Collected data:
Start of Block

PR #627, opened 2025-11-27
Bounty: VAE

dalloliogm:
This is the PR for the "VAE" bounty.

Summary of changes:
- some quality of life improvements for COVID19CXRDataset, checking that data exists and expanding the path (e.g. ~/Downloads -> /home/user/Download)
- Added openpyxl requirements as it is needed to read the COVID-19 metadata file, which is Excel
- Implemented options for VAE, including image and timeseries
- Created a new notebook `examples/chestXray_image_generation_VAE.ipynb` to show example of using image-based VAE. Replaced a previous script that did not work
- Improved notebook on time series VAE as well `examples/timeseries_mimic4.ipynb`
- Converted examples/covid19cxr_conformal.ipynb to a notebook and fixed data loading code in examples/ChestXray-image-generation-GAN.ipynb (these are outside of the bounty, but they were broken and the code was similar enough to the VAE examples, so I fixed it)

### DIFF
--- a/docs/newsletter/2025-12-memory-optimization.rst
+++ b/docs/newsletter/2025-12-memory-optimization.rst
@@ -39,6 +39,8 @@ To construct a multimodal mortality task in MIMIC-IV, we parse and scan:
      - 2.25
      - 3.97
 
+\*Results benchmarked on an AMD EPYC 7513 32-Core Processor Workstation.
+
 
 ----
 


dalloliogm:
Should I convert the VAE class to Pytorch Lightining? I understood other classes in PyHealth are based on that, and I like PL syntax better.

pyhealth/datasets/base_dataset.py
jhnwu3, line 1: Hey, we're just assuming absolute paths here.

jhnwu3: I guess that might be worth adding to the docs.

pyhealth/models/vae.py
```diff
@@ -26,129 +26,245 @@ class VAE(BaseModel):
...
+        input_size: input image size (for images, e.g. 128). Required if input_type='image'.
+        hidden_dim: the latent dimension. Default is 128.
+        conditional_feature_keys: list of feature keys to use as conditions for generation (optional).
+        **kwargs: other parameters.
     """
 
     def __init__(
         self,
-        dataset: BaseSignalDataset,
+        dataset,
```
jhnwu3: The dataset should be dataset : SampleDataset here.

pyhealth/models/vae.py
```diff
@@ -26,129 +26,245 @@ class VAE(BaseModel):
...
         feature_keys: List[str],
         label_key: str,
-        input_channel: int,
-        input_size: int,
         mode: str,
+        input_type: str = "image",
```
jhnwu3: We might be able to make some assumptions based on the feature keys' types here based on the sample_dataset.output_schema and input_schema instead of using an input_type argument here. 


See:
https://github.com/sunlabuiuc/PyHealth/blob/master/pyhealth/datasets/sample_dataset.py

Basically, we can check if an input and output is an "image" here or using an ImageProcessor or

End of Block

→ **Task prompt**
What number of lines in the data above include the string "datasets"? Answer with that number only.

→ **Response area**
2